[WORK TO BE COMPLETED]:
Can you transcribe every record below exactly as it appears?

======== DATA ========

PR #193, opened 2021-04-16
Remove wikijump_token7

danieltharp:
This PR removes the `wikijump_token7` cookie and POST field from the AJAX Module Flow Controller and cookie setters. As far as we can determine, it was sort of a primitive anti-CSRF token, but totally ineffective.

We will implement proper CSRF tokens where it's sensible to do so, down the road.


emmiegit (approved):
:wastebasket: :cookie:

========

[OUTPUT BELOW]:
PR #193, opened 2021-04-16
Remove wikijump_token7

danieltharp:
This PR removes the `wikijump_token7` cookie and POST field from the AJAX Module Flow Controller and cookie setters. As far as we can determine, it was sort of a primitive anti-CSRF token, but totally ineffective.

We will implement proper CSRF tokens where it's sensible to do so, down the road.


emmiegit (approved):
:wastebasket: :cookie:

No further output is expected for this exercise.